Suriye'deki iç savaş başladığından bu yana Türkiye'de iç siyasetin en önemli konularından biri de dış politikadaki hamleler oldu. Kimi zaman Suriye merkezi yönetimiyle, kimi zaman küresel aktörler Rusya ve ABD'yle sürtüşmeler, Avrupa Birliği üyesi ülkelerle karşılıklı restleşmeler yaşandı.
Muhalefet, dış politikadaki gelişmelerin içeride siyasete malzeme yapıldığı eleştirisi yaparken, yurt dışında yaşanan her gerginliğin, ülkeye özellikle ekonomik olarak olumsuz anlamda geri dönüşü olduğunu savunuyor. İktidar ise 'başı dik, boyun eğmeyen' bir politika izlediklerini belirtiyor.

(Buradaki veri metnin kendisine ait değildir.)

PR #216, opened 2026-03-30
Fix missing programmatic names for radio and checkbox options

### LINKED ISSUE #189: [Bug]: Missing programmatic names for radio and checkbox options
### Overview

The individual radio and checkbox options aren't marked up with clear names for assistive tech. They have visual labels but these aren't clear to assistive tech.

### Steps to Reproduce

Inspect the HTML from the example app for radio buttons, download radios and checkboxes.

### Expected Behavior

Screen reader comments:

> “While navigating the page with JAWS from the ‘JAWS forms list,’ I found that users will only hear the announcement of ‘check box’ at the time of navigating. Choosing to navigate in a different way such as the ‘arrow keys’ for example, causes JAWS to provide the function of each check box. Although this is a work around, I would expect the check box items to announce a clear indication to the function and related content, such as ‘which types of waste do you transport waste from animal carcasses. Including a clear indication to the function of the content, will resolve this issue for users of screen reading software.”

Dragon NaturallySpeaking comments:

> “The radio buttons and check boxes do not respond to their visual titles. I am unable to access the radio buttons or check boxes when I use their visual titles with voice activation. For example, ‘click yes or click waste from animal’ Dragon does not respond and says ‘please say that again’ this extremely frustrating. Because of this functionality I have to switch to standard commands to be able to activate the components, to do this I will use the command click button and/or click box. This takes longer to do as there are multiple components to access. When I say the command click button Dragon will tag all four radio buttons at once, I will have to choose the corresponding tag to activate the radio button I want to activate. I would expect all actionable components to have a visual label, as they all have a label directly to the right to them, I would expect to be able to activate the component with this. when I use the command click yes, I would expect Dragon to tag both yes radio buttons. Then when I use the command click farm I would expect the check box to automatically activate. This makes it more accessible to access with Dragon commands as it minimises the steps to activate them and makes it more intuitive.”

### Additional Information

Solution: interactive elements must have a programmatic accessible name to ensure that the user can understand the purpose of the element or interact with the element as expected. In this case, each interactive element has a visible label, and the visible label must be programmatically associated to the relevant input by using the for and id attributes.

For example, currently
```
<input type="radio" name="name_changed" value="Yes" class="govuk-radios__input">

<input type="radio" name="name_changed_stacked" value="Yes" class="govuk-radios__input">

<input class="govuk-checkboxes__input shiny-bound-input" id="op1" name="checkID" type="checkbox" value="op1">
```

Suggested
```
<label for="firstExample" class="govuk-label govuk-radios__label">Yes</label>

<input type="radio" name="name_changed" value="Yes" class="govuk-radios__input" id="firstExample">
```

Page 28 of the September 2025 accessibility report

cjrace:
## Summary
- Adds `id` attributes to individual radio button `<input>` elements (format: `{inputId}-{index}`) and corresponding `for` attributes to their `<label>` elements
- Adds `for` attributes to checkbox `<label>` elements, linking them to the existing `id` on each checkbox `<input>`
- Adds tests verifying `id`/`for` association for both components

Closes #189

## Test plan
- [x] Run the example app (`inst/example_app/app.R`) and inspect the HTML for radio buttons and checkboxes — each `<input>` should have a unique `id` and each `<label>` should have a matching `for` attribute
- [x] Test with a screen reader (e.g. NVDA) — each radio/checkbox should announce its label text, not just "radio button" or "check box"


cjrace:
Tested this with NVDA locally and all seems to be working as detailed / expected now 🥳

PR #220, opened 2026-04-09
Fix header wrapping on small screens (and prep for next CRAN release)

cjrace:
EDIT: A lot of the files changed were showing every line having changed the line ending, I think this is us having different local Git settings so I've added a project level .gitattributes file and normalised all of the files in the repo, so while it won't help us on this PR it should prevent that happening in future at least!

# Overview of changes                                                                                                                                                                                                                                                                                                                                                                                                                               

Managed to fix a bug with the header() component on small screens wrapping awkwardly, and then got carried away and bundled in all remaining prep work needed to submit v0.2.0 to CRAN.

92 changed files is a bit misleading, the core fixes are in R/header.R and inst/www/css/header-overrides.css. Beyond that the majority of affected files are related to my renaming of the header arguments (triggered by a conversation I had with Rich the other day).                                                                     

## Header fix (original scope):
- Fixed sizing and alignment of the header on small screens
- Fixed service_name text wrapping on narrow viewports
- Added a new inst/www/css/header-overrides.css to handle these layout adjustments (felt it made sense to given that GOV.UK and us are now diverging on the header component, so we're not editing theirs anymore and instead are effectively maintaining our own)

## Further header improvements:
- Renamed main_text → org_name and secondary_text → service_name for clarity (wanted to do this for a while and figure this might be the best point to do so!)
- Old argument names are deprecated with lifecycle warnings pointing to the new names

## CRAN prep:
- Updated DESCRIPTION to tidy format and CRAN-ready metadata
- Resolved CRAN check issues and notes
- Updated NEWS.md for v0.2.0 release
- Updated README.md and replaced the demo GIF (feel free to recreate this / update it if you want it to show other parts of the example app off!)
- Updated vignettes

All prep is aiming at v0.2.0 release (figure that we can then immediately start preparing fixes in for v1.0.0 in a couple of months time.

PR Checklist
- [x] I have tested these changes locally using devtools::check()

## Reviewer instructions

The original fix is in R/header.R and inst/www/css/header-overrides.css. Check that is working as expected first in the example app.

The rest of the changes are CRAN prep — widespread but mostly mechanical (roxygen doc regeneration, DESCRIPTION tidying, removing stray @keywords tags that were causing issues for the PDF manuals). The main things worth reviewing are:
- The deprecated argument handling in header() — does the lifecycle pattern look right?
- NEWS.md — does the v0.2.0 changelog accurately reflect what's changed since v0.1.0? (it is a lot of things!!)


R/header.R
sarahmwong, line 85: should update all these too "with" as above for consistency - much neater!

sarahmwong: replace with lifecycle::is_present for consistency

sarahmwong (changes requested):
Looks great Cam really nice fix, works on mobile and desktop. Just requesting these small changes to the way we code in the other deprecate warnings in header.R just bring all in line with how you've structured them here (much neater/more robust than my earlier attempt!)

R/header.R
cjrace: Don't think these need a 'with' as we're removing them, so there's no replacement to add? I think the details approach you have already is the best one 😄

cjrace: Good spot - have updated that in the latest commit

sarahmwong (approved):
looks good to me thanks Cam!

PR #135, opened 2025-01-27
Fix cookies banner link in example app

cjrace:
## Overview of changes

Quick one that fixes #119, as I was bogged down in bigger chunks of work and wanted to pick off a nice easy one I knew I could do quickly!

As @sarahmwong suggested in the issue we were just missing the server `observeEvent()` function to watch for the link being pressed, added that so it now changes the tab to the cookies page.

## PR Checklist

- [ ] I have updated the documentation (if needed)
- [ ] I have added or updated tests for these changes (if applicable)
- [x] I have tested these changes locally using `devtools::check()`

## Reviewer instructions

Main thing is to run the test dashboard and check the link changes the page okay.

PR #223, opened 2026-05-12
Fix code scanning false-positives by running load_all and lint in one Rscript session

cjrace:
## Overview of changes

The repo currently has 5 open Security → Code scanning alerts, all from `lintr`'s `object_usage_linter` and all about the `attachDependency` internal helper:

| Alert | Location |
|---|---|
| #553 | `R/gov_list.R:74` |
| #557 | `vignettes/layout-options.Rmd:15` |
| #564 | `vignettes/shinyGovstyle.Rmd:15` |
| #567 | `vignettes/layout-options.Rmd:353` |
| #568 | `vignettes/shinyGovstyle.Rmd:83` |

`attachDependency` is a valid internal helper (`@noRd`) called ~30 times across the package — these are all **false positives**. The alert message itself says: _"Could not find exported symbols for package 'shinyGovstyle' … there is no package called 'shinyGovstyle'. This may lead to false positives."_

**Root cause.** The reusable workflow in `dfeshiny` runs `devtools::load_all()` and `lintr::lint_package()` in **two separate `Rscript {0}` steps**. Each step is a fresh R process, so the package namespace loaded in step 1 is gone by step 2. Without the package loaded, `object_usage_linter` can't see internal symbols.

**Fix.** Inline the workflow steps here and merge both calls into a **single `Rscript` invocation** so the loaded namespace is still in scope when lintr runs. A `tryCatch` around `load_all()` preserves the existing `continue-on-error: true` intent — SARIF is still uploaded if `load_all` fails, and the failure is visible in the logs.

Once confirmed green here, a matching fix will be raised upstream in [dfe-analytical-services/dfeshiny](https://github.com/dfe-analytical-services/dfeshiny) so the reusable workflow benefits all consumers. This repo can then revert to `uses: …lintr_reusable.yaml@main`.

## PR Checklist

- [x] I have updated the documentation (if needed) — no doc changes required
- [x] I have added or updated tests for these changes (if applicable) — CI workflow only, no unit tests
- [ ] I have tested these changes locally using `devtools::check()` — the SARIF upload path is CI-only; verify by watching the Actions run on this PR

## Reviewer instructions

1. Let the `lintr` Actions workflow run on this PR.
2. Check the **"Load package and lint in one session"** step: it should not print `load_all failed:` and should produce `lintr-results.sarif`.
3. After the run, check Security → Code scanning — alerts #553, 557, 564, 567, 568 should move to `fixed` state.


cjrace:
In theory won't be needed once https://github.com/dfe-analytical-services/dfeshiny/pull/135 is in

cjrace:
https://github.com/dfe-analytical-services/dfeshiny/pull/135 has fixed this, closing.

PR #224, opened 2026-05-12
Move to centralised reusable Air workflow

### LINKED ISSUE #160: Move to centralised, reusable Air workflow
Move to using a default Air workflow once https://github.com/dfe-analytical-services/dfeshiny/pull/116 is merged.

'ESKİ USULLE DIŞ POLİTİKA KURMAKTA FAYDA VAR'
RS FM'de yayınlanan Yavuz Oğhan'dan Bidebunudinle programında konuşan eski Erbil Başkonsolosu Aydın Selcen, uzman gözüyle Türkiye'nin dış politikasını değerlendirdi. Selcen'in dış politikaya ilişkin önerileri şöyle:
"Biraz durmak lazım, biraz sakin olmamız lazım. Bütün küresel sorunları biz çözecek değiliz. Bölgesel konularda hep inisiyatif kullanarak önde koşmak gibi bir derdimiz yok. Biraz ulusal çıkarlarımızı ön plana çıkararak biraz eski usulle dış politika kurmakta fayda var.
'YUMUŞAK GÜCÜ ÖN PLANA ÇIKARAN BİR DÖNEME İHTİYACIMIZ VAR'
Seçmene son 10 yılda, başı dik yürüyen, sözü dinlenen ülke tatlı geldi. Ama biz bu itibarı barışı kurmada da arayabiliriz. Biraz soluklanıp, geri çekilip, medyada dolaşıma sokulan 'Ümmetin lideri, cihan lideri' gibi söylemlerden uzak durup, biraz daha soğukkanlı, biraz daha içe kapanık, öbür taraftan da yumuşak gücü ön plana çıkaran bir döneme ihtiyacımız var."